Sriwijayatoday.com Tangerang —Aktivitas ilegal yang melibatkan penyalahgunaan bahan bakar bersubsidi kembali terungkap di SPBU 34.151.22 yang berlokasi di jln Imam Bonjol, Karawaci, kota Tangerang, Banten. Investigasi lapangan mengungkap dugaan keterlibatan mafia solar dalam memanfaatkan SPBU ini untuk kepentingan pribadi demi meraup keuntungan yang besar.

Keanehan terjadi ketika sebuah mobil box diketahui sedang melakukan pengisian solar. Lebih mencurigakan lagi, plat nomor kendaraan tersebut bisa digonta-ganti, diduga untuk mengelabui sistem barcode Pertamina.

Sopir salah satu truk box mengungkapkan bahwa kendaraan mereka telah dimodifikasi dengan tangki berkapasitas besar, hingga mencapai 8.000 liter atau setara 8 ton. Sopir tersebut juga mengakui bahwa mereka bekerja di bawah arahan seorang yang bernama Pandi Ambon alias Jalaluddin.

Praktik ini dinilai melanggar sejumlah peraturan perundang-undangan yang berlaku. Undang-Undang No. 30 Tahun 2007 tentang Energi menyebutkan bahwa tindakan seperti ini dapat dikenakan pidana penjara hingga 10 tahun dan denda mencapai Rp 10 miliar apabila terbukti merugikan negara.

Selain itu, SPBU yang terbukti terlibat dalam praktik ini dapat dikenakan sanksi administratif berupa pencabutan izin operasional atau penutupan permanen. Dalam beberapa kasus, sanksi perdata juga dapat diterapkan, termasuk kewajiban membayar ganti rugi kepada negara atau pihak yang dirugikan.

Meskipun dugaan ini sudah mencuat ke permukaan, hingga saat ini belum ada konfirmasi resmi dari pihak SPBU atau Pertamina terkait keterlibatan mereka dalam aktivitas tersebut.

Bagas ariebowo (WA pimred) dari sriwijayatoday.com sangat menyayangkan karna tidak ada tindakan aparat penegak hukum dan Bp. Migas untuk menertibkan nya….

Pemerintah daerah dan aparat penegak hukum diharapkan segera mengambil langkah tegas untuk mengusut tuntas kasus ini. Jika tidak ditindaklanjuti dengan serius, praktik seperti ini akan terus merugikan masyarakat, terutama mereka yang berhak atas bahan bakar bersubsidi.

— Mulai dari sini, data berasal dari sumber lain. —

PR #6988, opened 2019-02-21
Implement the operation controller

ywk253100:
This commit implements the operation controller. The operation controller wraps the flow controller and execution manager to provide capabilities for the upper level

### DIFF
--- a/src/replication/ng/flow/controller.go
+++ b/src/replication/ng/flow/controller.go
@@ -55,7 +55,7 @@ type defaultController struct {
 	scheduler    scheduler.Scheduler
 }
 
-// Replicate according the to policy ID
+// Start a replication according to the policy
 func (d *defaultController) StartReplication(policy *model.Policy) (int64, error) {
 	log.Infof("starting the replication based on the policy %d ...", policy.ID)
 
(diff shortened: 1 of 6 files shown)


src/replication/ng/flow/controller.go
```diff
@@ -55,7 +55,7 @@ type defaultController struct {
 	scheduler    scheduler.Scheduler
 }
 
-// Replicate according the to policy ID
+// Start a replication according to the policy
```
cd1989: // StartReplication starts a replication according to the policy

src/replication/ng/replication.go
```diff
@@ -0,0 +1,54 @@
...
+	// RegistryMgr is a global registry manager
+	RegistryMgr registry.Manager
+	// ExecutionMgr is a global execution manager
+	ExecutionMgr execution.Manager
+	// OperationCtl is a global operation controller
+	OperationCtl operation.Controller
+)
+
+// Init the global variables
+func Init() error {
```
cd1989: Not `init` ?

src/replication/ng/flow/controller.go
ywk253100: It isn't a public function, so the comment should be ok

src/replication/ng/replication.go
ywk253100: There should be some initial work need to be done before call this method, such as initialize the database connection.

cd1989: I see, thank you.

PR #7004, opened 2019-02-22
add expiration of robot account

wy65701436:
This commit is to make the expiration of robot account configurable

1, The expiration could be set by system admin in the configuation page or
by /api/config with robot_token_expiration=60, the default value is 30 days.
2, The expiration could be shown in the robot account infor both on UI and API.

### DIFF
--- a/docs/swagger.yaml
+++ b/docs/swagger.yaml
@@ -4734,6 +4734,9 @@ definitions:
       description:
         type: string
         description: The description of robot account
+      expiration:
+        type: integer
+        description: The expiration of robot account
       project_id:
         type: integer
         description: The project id of robot account
--- a/docs/swagger.yaml
+++ b/docs/swagger.yaml
@@ -4734,9 +4734,9 @@ definitions:
       description:
         type: string
         description: The description of robot account
-      expiration:
+      expiresat:
         type: integer
-        description: The expiration of robot account
+        description: The expiration of robot account (in seconds)
       project_id:
         type: integer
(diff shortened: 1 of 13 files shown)


make/migrations/postgresql/0004_add_robot_account.up.sql
```diff
@@ -3,6 +3,7 @@ CREATE TABLE robot (
  name varchar(255),
  description varchar(1024),
  project_id int,
+ expiration int,
```
reasonerjt: https://github.com/dgrijalva/jwt-go/blob/master/claims.go#L20
This is a `int64`, so probably we should use `bigint`

src/core/config/config.go
```diff
@@ -225,6 +225,11 @@ func TokenExpiration() (int, error) {
 	return cfgMgr.Get(common.TokenExpiration).GetInt(), nil
 }
 
+// RobotTokenExpiration returns the token expiration time of robot account (in day)
+func RobotTokenExpiration() int {
```
reasonerjt: What if user want to set it to hours?  
To be consistent with the token by Harbor the unit should be minute?

docs/swagger.yaml
```diff
@@ -4734,6 +4734,9 @@ definitions:
       description:
         type: string
         description: The description of robot account
+      expiration:
+        type: integer
+        description: The expiration of robot account
```
ywk253100: It's in minute or second? It's better to describe it here.

PR #7021, opened 2019-02-26
Add execution and task manager

mmpei:


src/common/dao/execution.go
```diff
@@ -0,0 +1,376 @@
...
+	"github.com/goharbor/harbor/src/common/models"
+	"github.com/goharbor/harbor/src/common/utils/log"
+	"fmt"
+)
+
+// AddExecution ...
+func AddExecution(execution *models.Execution) (int64, error) {
+	o := GetOrmer()
+
+	sql := "insert into replication_execution (policy_id, status, status_text, total, failed, succeed, in_progress, stopped, trigger) " +
```
ywk253100: Use the methods provided by the ORM instead of raw sql.

src/replication/ng/execution/execution.go
```diff
@@ -54,3 +57,130 @@ type Manager interface {
...
+}
+
+// UpdateTaskStatus ...
+func (dm *DefaultManager) UpdateTaskStatus(taskID int64, status string, statusCondition ...string) error {
+	n, err := dao.UpdateTaskStatus(taskID, status, statusCondition ...)
+	if err != nil {
+		return err
+	}
+	if n == 0 {
+		return fmt.Errorf("Update task status failed %d: -> %s ", taskID, status)
```
ywk253100: The error message should be same with others: `fmt.Errorf("Task not found error: %d ", task.ID)`?

src/core/service/notifications/jobs/handler.go
```diff
@@ -87,3 +87,13 @@ func (h *Handler) HandleReplication() {
 		return
 	}
 }
+
+// HandleReplicationTask handles the webhook of replication task
+func (h *Handler) HandleReplicationTask() {
+	log.Debugf("received replication task status update event: task-%d, status-%s", h.id, h.status)
+	if _, err := dao.UpdateTaskStatus(h.id, h.status); err != nil {
```
ywk253100: Use the Execution Manager defined here: https://github.com/goharbor/harbor/blob/replication_ng/src/replication/ng/replication.go#L34

src/replication/ng/execution/execution.go
mmpei: condition could be triggered not only by task not found.  actually error is always not null when n equals 0, so this condition will never reached.

src/common/dao/execution.go
mmpei: start time and end time not inserted, it will be initalized by DB.

src/core/service/notifications/jobs/handler.go
mmpei: i will change.

PR #7037, opened 2019-02-27
Refactor the adapter interface

ywk253100:
This commit refactors the Adapter interface and adjust the code in the flow controller and repository handler

### DIFF
--- a/src/replication/ng/adapter/image_registry.go
+++ b/src/replication/ng/adapter/image_registry.go
@@ -1,0 +1,33 @@
+// Copyright Project Harbor Authors
+//
+// Licensed under the Apache License, Version 2.0 (the "License");
+// you may not use this file except in compliance with the License.
+// You may obtain a copy of the License at
+//
+//    http://www.apache.org/licenses/LICENSE-2.0
+//
+// Unless required by applicable law or agreed to in writing, software
+// distributed under the License is distributed on an "AS IS" BASIS,
+// WITHOUT WARRANTIES OR CONDITIONS OF ANY KIND, either express or implied.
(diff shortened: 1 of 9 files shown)


src/replication/ng/adapter/image_registry.go
```diff
@@ -0,0 +1,33 @@
...
+
+// ImageRegistry defines the capabilities that an image registry should have
+type ImageRegistry interface {
+	FetchImages(namespaces []string, filters []*model.Filter) ([]*model.Resource, error)
+	ManifestExist(repository, reference string) (exist bool, digest string, err error)
+	PullManifest(repository, reference string, accepttedMediaTypes []string) (manifest distribution.Manifest, digest string, err error)
+	PushManifest(repository, reference, mediaType string, payload []byte) error
+	BlobExist(repository, digest string) (exist bool, err error)
+	PullBlob(repository, digest string) (size int64, blob io.ReadCloser, err error)
+	PushBlob(repository, digest string, size int64, blob io.Reader) error
```
cd1989: I think there should be a `MountBlob` method to mount blob within the same registry.

ywk253100: If we want to support the `MountBlob`, we need a mapping store to store where the blob is. I think it's too complicated for our cases. Such as we need to refresh the store in case the images are removed from the registry.

cd1989: If the `ImageRegistry` is used only in replication context, then there is no problem. By `MountBlob`, I suppose the caller to specify from where to mount the blob. So it's not useful in replication.

```
MountBlob(repository, blobID, from string) error
```

PR #7063, opened 2019-03-04
Add users search API

heww:
Add /users/search API for autocomplete input when create project member by projectAdmin.

### DIFF
--- a/src/core/api/user.go
+++ b/src/core/api/user.go
@@ -46,6 +46,11 @@ type passwordReq struct {
 	NewPassword string `json:"new_password"`
 }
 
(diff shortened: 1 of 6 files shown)


src/core/api/user.go
```diff
@@ -166,6 +171,40 @@ func (ua *UserAPI) List() {
 	ua.ServeJSON()
 }
 
+// Search ...
+func (ua *UserAPI) Search() {
```
ywk253100: Add test for the API

heww: Test added

PR #7075, opened 2019-03-05
update gc api to support raw cron string

wy65701436:


src/core/api/models/reg_gc.go
```diff
@@ -75,44 +77,33 @@ func (gr *GCReq) Valid(v *validation.Validation) {
 		return
 	}
 	switch gr.Schedule.Type {
-	case ScheduleDaily, ScheduleWeekly:
-		if gr.Schedule.Offtime < 0 || gr.Schedule.Offtime > 3600*24 {
-			v.SetError("offtime", fmt.Sprintf("Invalid schedule trigger parameter offtime: %d", gr.Schedule.Offtime))
+	case ScheduleHourly, ScheduleDaily, ScheduleWeekly, ScheduleCustom:
```
reasonerjt: Do we still need the `Type` of Schedule at all?  Since it's always `cron`?

wy65701436: It's as designed, I have discussed with Meina. It just for UI to show history, otherwise, UI has no way to know it.

Issue #7091, opened 2019-03-07
notary-server and notary-signer cannot start after upgrading to 1.7.4 


reasonerjt:
the log of notary-server container:
```
Mar  7 06:52:25 172.18.0.1 notary-server[5654]: 2019/03/07 06:52:25 Updating database.
Mar  7 06:52:25 172.18.0.1 notary-server[5654]: 2019/03/07 06:52:25 Done updating database.
Mar  7 06:52:25 172.18.0.1 notary-server[5654]: error: file does not exist
Mar  7 06:52:25 172.18.0.1 notary-server[5654]: waiting for postgres://server:password@postgresql:5432/notaryserver?sslmode=disable to come up.
Mar  7 06:52:26 172.18.0.1 notary-server[5654]: error: file does not exist
Mar  7 06:52:26 172.18.0.1 notary-server[5654]: waiting for postgres://server:password@postgresql:5432/notaryserver?sslmode=disable to come up. 
```
The ` file does not exist ` error was due to an inconsistecy introduced in migration that switch Harbor DB from mysql/mariadb to postgresql

There's no good way to fix it easily, a quick fix is to drop all tables of the `notaryserver` and `notarysigner` databases, and re-sign the images that were signed previously.
A better workaround involve some manual work is in progress.

RRAlex:
Upgraded from 1.4.0 -> 1.6.3 without issue, was about to upgrade to 1.7.4 but saw the warning...
Does the bug manifests itself with previous 1.7.x?
Or is upgrading to 1.7.3, until 1.7.5 arrives, a safe move?
Cheers!

wy65701436:
@RRAlex it happens on v1.7.4 forward, and we will provide a manual workaround, you have to run a script at your end to fix it.

wy65701436:
Just run the script(https://github.com/goharbor/harbor/blob/master/tools/notary-migration-fix.sh) to fix notary DB before launching Harbor.

Madic-:
I've upgraded from 1.6.0 to 1.8.1 and came accross the same issue and did run the notary-migration-fix.sh script but still get the "file does not exist" error. Any idea?

apallier:
Hi, I have the same issue and same behavior as @Madic- when I run the script on a 1.8.2 upgrade.
Should I run this script when Harbor is running or stopped ?

Madic-:
"Fixed" the problem by dropping and then re-creating the databases notaryserver and notarysigner.

PR #7106, opened 2019-03-08
add script to fix migration issue on notary

wy65701436:
The script is to fix the issue #7091, notary upgrade failure from mysql to pqsl.

### DIFF
--- a/tools/notary-migration-fix.sh
+++ b/tools/notary-migration-fix.sh
@@ -29,6 +29,7 @@ clean_db() {
 }
 
 wait_for_db_ready() {
+    set +e
     TIMEOUT=12
     while [ $TIMEOUT -gt 0 ]; do
         docker exec fix-notary-migration pg_isready | grep "accepting connections"
@@ -43,6 +44,7 @@ wait_for_db_ready() {
         clean_db
         exit 1
     fi
+    set -e
 }
 
 fix_notary_server() {
--- a/tools/notary-migration-fix.sh
+++ b/tools/notary-migration-fix.sh
@@ -1,0 +1,61 @@
+#!/bin/bash
+# Copyright Project Harbor Authors
+#
+# Licensed under the Apache License, Version 2.0 (the "License");
+# you may not use this file except in compliance with the License.
+# You may obtain a copy of the License at
+#
+#    http://www.apache.org/licenses/LICENSE-2.0
+#
+# Unless required by applicable law or agreed to in writing, software
+# distributed under the License is distributed on an "AS IS" BASIS,
+# WITHOUT WARRANTIES OR CONDITIONS OF ANY KIND, either express or implied.
+# See the License for the specific language governing permissions and
+# limitations under the License.
+#
+
+set -ex
+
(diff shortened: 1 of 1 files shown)


tools/notary-migration-fix.sh
```diff
@@ -0,0 +1,61 @@
...
+
+clean_db() {
+    docker stop fix-notary-migration
+    docker rm fix-notary-migration
+}
+
+wait_for_db_ready() {
+    TIMEOUT=12
+    while [ $TIMEOUT -gt 0 ]; do
+        docker exec fix-notary-migration pg_isready | grep "accepting connections"
```
stonezdj: If nothing is found, grep will return non-zero value and this script will exit, to avoid this, you need to add ' || true ' at the end.

tools/notary-migration-fix.sh
```diff
@@ -0,0 +1,61 @@
...
+# limitations under the License.
+#
+
+set -ex
+
+harbor_db_image=$(docker images goharbor/harbor-db --format "{{.Repository}}:{{.Tag}}")
+harbor_db_path="/data/database"
+
+launch_db() {
+    docker run -d --name fix-notary-migration -v ${harbor_db_path}:/var/lib/postgresql/data ${harbor_db_image} "postgres"
```
stonezdj: In tile env, the docker is '/var/vcap/packages/docker/bin/docker -H unix:///var/vcap/sys/run/docker/dockerd.sock', you need to extract it as variable.

DOCKER_CMD='/var/vcap/packages/docker/bin/docker -H unix:///var/vcap/sys/run/docker/dockerd.sock'
 and use variable in command.
$DOCKER_CMD run  ....

tools/notary-migration-fix.sh
wy65701436: no-zero will still in the while loop tile timeout

tools/notary-migration-fix.sh
wy65701436: I can do it, but how does the script know it's running on tile or vic env? Should I add one more env to identify it? like --env=vic?

tools/notary-migration-fix.sh
reasonerjt: @wy65701436 did you test it with `set -e`?

tools/notary-migration-fix.sh
reasonerjt: @stonezdj if you want to reuse this script in tile, you can probably do this, create another `.sh` script and add 
```sh
docker() {
/var/vcap/packages/docker/bin/docker -H unix:///var/vcap/sys/run/docker/dockerd.sock $@
}
source notary-migration-fix.sh
```
such that `docker` is over-written in your script

tools/notary-migration-fix.sh
stonezdj: set -ex means it exits when any command returns non-zero

tools/notary-migration-fix.sh
stonezdj: It is OK to me

tools/notary-migration-fix.sh
wy65701436: get your points, code updated.

PR #7110, opened 2019-03-11
Fix returning internal error when setting cron for gc

### LINKED ISSUE #7107: Get internal error on setting cron schedule of GC
When I select hourly and save it, it could be saved success. After that, I tried to set it to none, but got internal issue.

pureshine:
fix #7107 
1、If the current type is none, a post request should be sent to other types, otherwise it is a put request.
2、Modify the tooltip description of houly daily weekly

### DIFF
--- a/src/portal/lib/src/config/gc/gc.component.ts
+++ b/src/portal/lib/src/config/gc/gc.component.ts
@@ -97,7 +97,17 @@ export class GcComponent implements OnInit {
     this.disableGC = false;
   }
 
-  getcron(cron: string) {
+  private resetSchedule(cron) {
+    this.schedule = {
+      schedule: {
+        type: this.CronScheduleComponent.scheduleType,
+        cron: cron
+      }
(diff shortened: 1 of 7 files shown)


src/portal/lib/src/config/gc/gc.component.ts
```diff
@@ -97,6 +97,16 @@ export class GcComponent implements OnInit {
...
+    this.schedule = {
+      schedule: {
+        type: this.CronScheduleComponent.scheduleType,
+        cron: cron
+      }
+    };
+    this.getJobs();
+  }
+
   getcron(cron: string) {
```
zhoumeina: why this method called getcron , actually it invoke a put operation to the backend?

pureshine: Yes, because it also gets cron from the cron component, now I think scheduleGc looks more appropriate and has been modified

Issue #10094, opened 2019-12-03
scan job item listing should not be variable


xaleeks:
please see issue described on the screenshot

<img width="1523" alt="Screen Shot 2019-11-19 at 4 13 18 AM" src="https://user-images.githubusercontent.com/51319901/70020831-4bbbe100-155c-11ea-8bf1-c6b04abcdf0b.png">

reasonerjt:
This is irrelevant to scan.

We should make sure the order of the tags stay unchanged.

PR #10165, opened 2019-12-05
Sort the tag before returning the list when calling API

ywk253100:
Sort the tag before returning the list when calling API list tag API


xaleeks:
is this in reference to the issue I filed that order is random? please link to it if it is.

ywk253100:
Fixes https://github.com/goharbor/harbor/issues/10094

PR #10171, opened 2019-12-06
Add loading in summary and immutable page

jwangyangls:


xaleeks:
can't really understand work done from this description?  can we add more detail in the future to these kinds of tickets? @jwangyangls

PR #10242, opened 2019-12-12
Stastics API should handle group members

### LINKED ISSUE #10230: statistic API is not handling the group membership correctly.
The statistic API returns the number of public and private projects.
While counting the project numbers it does not take into account the groups membership.

i.e. if `userA` is a member of `groupA` and `projectA` only has `groupA` as a member, the API will ignore this project.

reasonerjt:
statistic API use security Context to list project rather than calling
projectmanager directly, such that the group membership will be taken
into account.
fixes #10230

Kasus ini menjadi cerminan perlunya pengawasan yang lebih ketat dalam distribusi bahan bakar bersubsidi. Selain itu, kerja sama antara pemerintah, aparat keamanan, dan masyarakat sangat dibutuhkan untuk menghentikan praktik mafia solar yang semakin merajalela.

Hingga berita ini diturunkan, proses investigasi di lapangan masih terus berlanjut, dan masyarakat menunggu tindakan konkret dari pihak berwenang.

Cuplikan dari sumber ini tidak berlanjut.